国税庁は今年7月、令和2年分の路線価を公表し、標準宅地の評価基準額の対前年変動率の平均値は1.6%の上昇となりました。しかし、これは今年1月1日時点の評価であり、新型コロナウイルスによる影響前のものです。
そのため、新型コロナウイルスによる景気後退の影響によって広範な範囲で大幅に地価が下落し、令和2年分の路線価が時価を上回った場合には、路線価を補正することを検討するとしていました。
例えば、20%以上の地価下落があったエリアを大まかに定めて補正率を設定するなど、納税者の申告の便宜を図る簡便な方法を幅広く検討していくとしていました。
しかし、国税庁は10月28日に、1月から6月までの相続等については、路線価の補正の対応措置は講じないことを公表しました。理由は、「思っていたほど下がらなかった」からです。
国土交通省が9月29日に発表した7月1日時点の都道府県地価調査(基準地価)において、今年1月以降の半年間の全国平均の地価変動率は、住宅地が0.4%の下落、商業地が1.4%の下落でした。しかも、15%以上の下落地は、全国で6地点に止まりました。

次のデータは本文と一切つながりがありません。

PR #6413, opened 2019-06-11
Fixing styling for validation errors on add pipeline page

ibnc:
Need to wrap the text without throwing off everything else

before:
Screenshot_2019-06-04_at_11 46 26

after:

Screen Shot 2019-06-11 at 14 56 18

### DIFF
--- a/server/webapp/WEB-INF/rails/webpack/views/pages/pipelines/components.scss
+++ b/server/webapp/WEB-INF/rails/webpack/views/pages/pipelines/components.scss
@@ -36,6 +36,7 @@ $error-container-width: 450px;
 .actions {
   .save-btns {
     white-space: nowrap;
+    height: 35px;
   }
 
   .error-response {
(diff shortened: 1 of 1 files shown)


ibnc:
@marques-work @kierarad would one of you mind reviewing this, and merging?

marques-work:
@ibnc I'll look at this now

marques-work:
@ibnc sorry, I did look at this and it looks ok on the surface, but there are some edge cases I wanted to validate. I'll do that today after I clean up my workspace and commit -- then I can build and play around with it.

marques-work:
@ibnc I'm going to remove the `height` property and see if this fixes the edge case where we get a bunch of server validation errors that we couldn't map. This ought to allow the actions section to expand to accommodate.

image

marques-work:
@ibnc ok removing `height: 35px` definitely fixes this.

image

PR #6552, opened 2019-06-19
Agents need to connect over secure port

kritika-singh3:


development-utility/development-agent/src/main/java/com/thoughtworks/go/agent/DevelopmentAgent.java
```diff
@@ -32,7 +32,7 @@ public static void main(String[] args) throws Exception {
         new ProcessRunner().command("curl", "http://localhost:8153/go/admin/tfs-impl.jar", "--fail", "--silent", "--output", "tfs-impl.jar").failOnError(false).run();
         new SystemEnvironment().set(SystemEnvironment.PLUGIN_ACTIVATOR_JAR_PATH, "go-plugin-activator.jar");
         assertActivationJarPresent();
-        AgentMain.main("-serverUrl", "http://localhost:8153/go");
+        AgentMain.main("-serverUrl", "https://localhost:8154/go");
```
bdpiparva: This is done in support of `GO_USE_TOKEN_AUTH`. I would suggest extracting https://github.com/gocd/gocd/blob/0effe2ebca923be4d36e48d3218ff576a3bbc6ac/agent/src/main/java/com/thoughtworks/go/agent/GoHttpClientHttpInvokerRequestExecutor.java#L84 as a system variable.

Then make the development agent to use token base auth
```
new SystemEnvironment().set(SystemEnvironment.GO_USE_TOKEN_AUTH, true);
```

bdpiparva: @kritika-singh3 - Ignore what I said before as it is going to be breaking change. As of now, we can use `https`

Issue #5830, opened 2019-02-12
Secrets Management [EPIC]


maheshp:
##### Issue Type

- Feature proposal

##### Summary

Currently secrets in GoCD are managed by encrypting them as secure environment variables or as secure configuration properties. While the secrets are encrypted there is scope for managing them better. Some of current pain points with managing secrets are,

1. Secrets are all over the place. The same secret can be defined across multiple environments, pipelines etc. Not centralized.
2. Secrets visibility. There is no good place to view all the secrets defined and where they are used.
3. Any time a secret is rotated, things would break in GoCD till the secrets are not updated manually in GoCD.
4. Access control to secrets is blurred and manual.

**Proposed solution**
1. Use an external secrets manager e.g Vault, AWS Secrets Manager etc to define secrets and manage in a centralized location. The external secrets manager would provide the following,
    - Centralized location for all secrets
    - Ability to rotate secrets
    - ACL
    - Auditing
2. GoCD to provide new Secrets Management plugin endpoints. Using these endpoints plugin authors can support an external secret manager of their choice. #5831
  a. Enhance Secrets Management Plugin Endpoint https://github.com/gocd/gocd/issues/6018
3. GoCD provides an ability to define and configure secrets_config. The secrets configuration would be specific to a plugin to would be used to lookup for secrets. #5832
4. How to use external secrets in GoCD? https://github.com/gocd/gocd/issues/5834
GoCD to introduce a concept of secret_params. The secret_params are resolved at runtime. e.g If a param is defined in a job, just before assigning the job to an agent, the server makes a request to the plugin to lookup for the secrets and the appropriate value is passed to the agent.
~~- #{SECRET[secret_identity_id][lookup_string]} (this can be changed appropriately)~~
Agreed secret param format `{{SECRET:[secret_config_id][lookup_string]}}`
5. Support secret params in Materials - #6014 
6. Support secret params in Materials enhancements - #6136
7. Support for Rules in SecretConfig #6095
8. API which supports CRUD operations for secrets_config. https://github.com/gocd/gocd/issues/5835
9. SPA which supports CRUD operations for secrets_config. https://github.com/gocd/gocd/issues/5837
10. Secret Params configuration and UX https://github.com/gocd/gocd/issues/5836
11. File based secrets management plugin https://github.com/gocd/gocd/issues/5838
12. Implement support to return plugin info for secret extension plugins https://github.com/gocd/gocd/issues/6079
13. Documentation

rajiesh:
[...]

PR #6555, opened 2019-06-20
Updated rules validation on MDU

kritika-singh3:
Epic: #5830 

 - MDU will go through if there exists at least one material which can refer to the secret config
    in question
 - MDU will throw `RulesViolationException` if all the pipeline which utilizes this material violates the 
   rules defined.

### Scenarios

 1. A material URL utilized in 2 different pipeline groups referring to the same secret config.
     - if the secret config can be accessed by both, the MDU will go through.
     - if the secret config can be accessed by only one of them, the MDU will go through.
     - if the secret config can't be accessed by either of them, the MDU will fail.

 2. A material URL utilized in 2 different pipeline groups referring to different secret config. In this case, the MDU going through will be dependent on which material went through the process. 
     - if the secret param present in the material can access either of the pipeline group, it will go through, otherwise not.

### DIFF
--- a/server/src/main/java/com/thoughtworks/go/server/service/RulesService.java
+++ b/server/src/main/java/com/thoughtworks/go/server/service/RulesService.java
@@ -20,12 +20,16 @@ import com.thoughtworks.go.config.*;
 import com.thoughtworks.go.config.materials.ScmMaterial;
 import com.thoughtworks.go.domain.JobIdentifier;
 import com.thoughtworks.go.remote.work.BuildAssignment;
+import com.thoughtworks.go.server.exceptions.RulesViolationException;
 import org.slf4j.Logger;
 import org.slf4j.LoggerFactory;
 import org.springframework.beans.factory.annotation.Autowired;
 import org.springframework.stereotype.Service;
 
+import java.util.ArrayList;
+import java.util.HashMap;
 import java.util.List;
+import java.util.stream.Collectors;
 
 import static com.thoughtworks.go.server.exceptions.RulesViolationException.throwCannotRefer;
 import static com.thoughtworks.go.server.exceptions.RulesViolationException.throwSecretConfigNotFound;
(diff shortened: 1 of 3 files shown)


server/src/main/java/com/thoughtworks/go/server/service/RulesService.java
```diff
@@ -44,13 +48,42 @@ public RulesService(GoConfigService goConfigService) {
...
+                            LOGGER.error("[Material Update] Failure", format("Pipeline '%s' does not have permission to refer to secrets using SecretConfig: '%s'", pipelineName.toString(), secretConfig.getId()));
+                            pipelinesWithViolatedSecretConfigIds.get(pipelineName).add(secretConfig.getId());
+
+                        }
+                    });
+                });
+
+        if (pipelinesWithViolatedSecretConfigIds.size() == pipelines.size()) {
+            String secretConfigId = secretParams.get(0).getSecretConfigId();
+            String errorMessage = format("Material with url: '%s' does not have permissions to refer to secret config with id: '%s'. The pipelines which use this material are: '%s'", scmMaterial.getUriForDisplay(), secretConfigId, pipelinesWithViolatedSecretConfigIds.keySet().toString());
```
bdpiparva: Since the material password is not part of the fingerprint. Different pipeline with the same material can have a password configured using a different secret config ID. In that case, the message will always print the first secret config ID and might be misleading.

What about the following the message?
```
Material with URL: 'some-url' does not have permissions to refer to secret config 'aws' in pipelines "prod", "pre-prod" and secret config 'file' in pipelines "test", "build"
```
/cc @maheshp

rajiesh:
@bdpiparva @kritika-singh3 the material is not the one which do not have permission, but the pipeline group. So the message was bit misleading when we say `Material with URL: 'some-url' does not have permissions to refer`, better would be `All Pipelines using material URL : <url> do not have permissions to refer secret config <config_id>. Material credential is using secret param from this config. Pipelines referring to the secret config are 'P1', 'P2'`

bdpiparva:
@rajiesh -  Agreed,

```
Pipelines "P1" and "P2" are using the material with URL: <url>, and do not have permissions to refer secret config <config_id>.
```

FYI: A material password can have multiple secret param combination in it. e.g. "{{SECRET:[foo][firstpart]}}_{{SECRET:[bar][secondpart]}}". but this is a very unusual scenario.

kritika-singh3:
This PR was incomplete, hence was reverted. Refer to #6564 for improved implementation and logging.

PR #6557, opened 2019-06-20
If server URL is http, then use client certs, irrespective of mutual tls flag

ketan:


arvindsv:
One consequence though, is if someone makes a mistake in the URL when configuring it, they send their token out in the open. There’s no indication anywhere that the connection happened / is happening over http. Ideally, reverse proxies are configured properly to reject these. If not, they’ll transparently “upgrade” to `https` and send a request to the server using `https`, but the connection from agent to proxy will be over http, with a token.

I think this PR still makes sense, since, without this, if an http GoCD server URL is provided, there will be no authentication information passed in at all.

At some point in the (near) future, we will probably throw away mutual SSL anyway, and be left with something like what's happening in this PR.

PR #6618, opened 2019-07-12
Added backup config API and a modal to configure backups

ketan:


ketan:
The Backup Config API is available under `/api/config/backup` and supports `GET/PUT/POST/DELETE` HTTP verbs.

There are a few things I've done in order to simplify the implementation and end-user experience (for API callers):
- No conflict checking based on etags/if-none-match.
- The API is quite lenient, in that a `GET` will always return an empty "no-op" backup config, even if there's none on the server, no `<backup/>` is the same as `<backup emailOnSuccess=false emailOnFailure=failure />`, and the API will render the JSON corresponding to this config.
- A `PUT/POST` will do the same operation, and always replace the existing config (if any)
- A `DELETE` is added in the API (for completeness sake), but not exposed in the UI (I was not sure where to put a "Delete" button in the UI, happy to hear suggestions)


The JSON representation of the backup API looks like:

```json
{
  "_links" : {
    "doc" : {
      "href" : "https://api.gocd.org/19.6.0/#backup-config"
    },
    "self" : {
      "href" : "http://localhost:8153/go/api/config/backup"
    }
  },
  "email_on_failure" : false,
  "email_on_success" : false,
  "post_backup_script" : null,
  "schedule" : "0 15 10 * * ?"
}
```

rajiesh:
@ketan IMO the delete can be called on the configure modal say with a button like `RESET`

ketan:
I thought of a "reset" like button in the config, but we'd probably need
@naveenbhaskar's input to make sure that there's some confirmation before a
"reset" is actually performed.

- Ketan

PR #6626, opened 2019-07-16
SecretParamResolver errors out for invalid secret config id #000

maheshp:
* Previously secret params were validated(by applying rules) on config
  save and that would ensure a valid secret config id in a secret param.
  Since we have moved to applying rules at runtime, a secret_param can
  be configured with a secret config id which can be invalid.
* Added check to verify presence of secret config id before secret
  resolution.


maheshp:
This scenario is taken care by RulesService, hence closing this PR.

PR #6667, opened 2019-07-24
Remove feature toggle for add pipeline button styling

varshavaradarajan:
@marques-work - I don't know why this was a feature toggle. Perhaps to get some user feedback? But this seems more like a UI decision rather than a feature toggle to have. Besides, it is disabled for 2 months now. Feel free to close the PR if you want to keep this around.


marques-work:
@varshavaradarajan hi varsha, actually, I was working on this myself today but you beat me to it :). Yes, it was for user testing, but we decided earlier today that we should just remove the toggle and make it the canonical style. thanks for taking care of it.

marques-work:
@varshavaradarajan though actually, we decided to go the opposite way - we want the button to be a primary button rather than stay the way it is right now.

Issue #6674, opened 2019-07-25
Issues with upgrading to 19.6 


rajiesh:
##### Issue Type

- Bug Report

##### Summary

Upgrading to 19.6.0 version of GoCD server and agent has below issues in migrating user defined working directory and server port

- [x] On Linux installations if user had updated `/etc/default/go-server` to change the default values of `GO_SERVER_PORT` from `8153` and `GO_SERVER_SSL_PORT` from `8154` to some value of their choice, on an upgrade to 19.6 server starts up on default ports `8153` and `8154`

**Workaround**: On server machine edit the file `/usr/share/go-server/wrapper-config/wrapper-properties.conf`

- Look for an entry like `wrapper.java.additional.<index number>=-Dcruise.server.port<non_ssl_port_set_by_user>` and `wrapper.java.additional.<some index number>=-Dcruise.server.ssl.port<ssl_port_set_by_user>`. 

- Update it to `wrapper.java.additional.<index number>=-Dcruise.server.port=<non_ssl_port_set_by_user>` for both ssl port and non-ssl port. Note the `=` sign included

- Restart the server

- [x] On Linux installations if user had updated server/agent working directories in `/etc/default/go-{server, agent}` using `SERVER_WORKING_DIR` and `AGENT_WORKING_DIR` its not honored on an upgrade to 19.6. Working directories gets defaulted to `/var/lib/go-server` and `/var/lib/go-agent`

**Workaround**: This has to be done before starting the server for first time after upgrading to 19.6.0 to avoid issue of missing data. On server/agent machine edit the file `/usr/share/go-{server, agent}/wrapper-config/wrapper-properties.conf`

- Add an entry as `wrapper.working.dir=<user specified working directory>` and save the file
- Start the server

Note: Doing this workaround after the first start of 19.6.0 server/agent process may lead to loss of some data. If you upgraded the server/agent and noticed that the working directory is picked up wrongly and then applied this workaround and restarted the server/agent may cause that some data goes into `/var/lib/go-{server, agent}` folder and does not show up on the server

PR #6676, opened 2019-07-25
Use {server,agent} work dir specified from older installations (#6674)

GaneshSPatil:


GaneshSPatil:
@rajiesh @adityasood -- The installers for testing could be found https://build.gocd.org/go/pipelines/installers-PR/1673/dist/1

Issue #6649, opened 2019-07-22
Make `New Pipeline` a dropdown component to allow the user to go to the PaC builder or the conventional add pipeline flow.


marques-work:
This will need a toggle.

Intentionally separate from #6598 so we don't have to wait for final styling to get something that users can test.

See #6678.

Issue #6598, opened 2019-07-03
Finalize styles for `New Pipeline` dropdown


marques-work:
Related to #6649.

kierarad:
Currently implemented as a dropdown which behaves like a menu (shows options on hover). But interaction should be considered further:

As a dropdown should it behave more like a menu (the application header is an example) or like a selection dropdown (the group by pipelines groups/environments is an example)?

<img width="225" alt="Screen Shot 2019-08-01 at 2 13 27 PM" src="https://user-images.githubusercontent.com/3814794/62340670-38591600-b495-11e9-9dc0-d001c8401a3d.png"> <img width="334" alt="Screen Shot 2019-08-01 at 2 15 53 PM" src="https://user-images.githubusercontent.com/3814794/62340682-4018ba80-b495-11e9-82c3-14b989a90ecb.png">

For a selection dropdown the current selection generally populates the text of the dropdown when closed. But we would want to have “New Pipeline” (or something similar) as the text when the dropdown is closed. So this behavior better matches a menu. 

<img width="301" alt="Screen Shot 2019-08-01 at 2 17 38 PM" src="https://user-images.githubusercontent.com/3814794/62340708-57f03e80-b495-11e9-8426-ef2717741f1a.png">


Another consideration of the behavior is whether the options display when the user clicks or hovers. For a menu dropdown the typical behavior (at least in gocd) is for the options to display on hover. But for a button the typical behavior is for an action to occur (ie display options) when you click it. The two are at odds with each other. So which should we do? On click or on hover?
Currently it’s implemented on hover to be consistent with the other menus.

streisguth:
I have two viable options for the ‘add new pipeline’ button, and I plan to do some quick user testing next week before I make a call on which will be the best choice. Nielson Norman recommends using a ‘split button’ (prototype #2) for _actions_ or _tool selection_, while recommending a more common ‘menu’ for something that take a user to another page or screen (prototype #1). Our use case covers both scenarios, and will set a bit of precedence in the product, hence the additional user testing.

Prototype #1: Menu
https://thoughtworks-products.invisionapp.com/share/6XTAN6AVRMT

Prototype #2: Split Button
https://thoughtworks-products.invisionapp.com/share/86TAN6CN7UC

The ‘add pipeline’ pages in the mockup are grabbed from old prototypes for the sake of illustration. I also have designs for hover states (not included in the prototype).

NN Group article for reference:
https://www.nngroup.com/articles/split-buttons/ (edited)

PR #6678, opened 2019-07-25
New pipeline button dropdown

marques-work:
This PR makes the New Pipeline button into a dropdown so users can select between creating a pipeline via the pipelines as code page or the add pipeline wizard. 

This is meant for the test drive experience and therefore behind a toggle `new_pipeline_dropdown`.
Related issue #6649 
Design considerations & feedback as part of #6598


marques-work:
@kierarad LGTM. I'll merge this as it's behind a toggle. We'll style this in a separate PR once we've finalized those decisions.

これでは、路線価を補正する理由はないということになります。

3.今後の動向
しかし、コロナ禍で不動産取引が不活発になっている状況では、不動産の実勢価格を把握するのは難しく、取引が止まっているから価格も下がらなかったというだけかもしれません。
そのためかどうか分かりませんが、国税庁は、7月から12月までに広範な地域で20%以上の大幅な下落が確認された場合には、路線価を補正するなどの対応をとることとしています。
今後の国土交通省の基準地価や国税庁独自の調査により地価動向を踏まえた上で、後日、公表の予定です。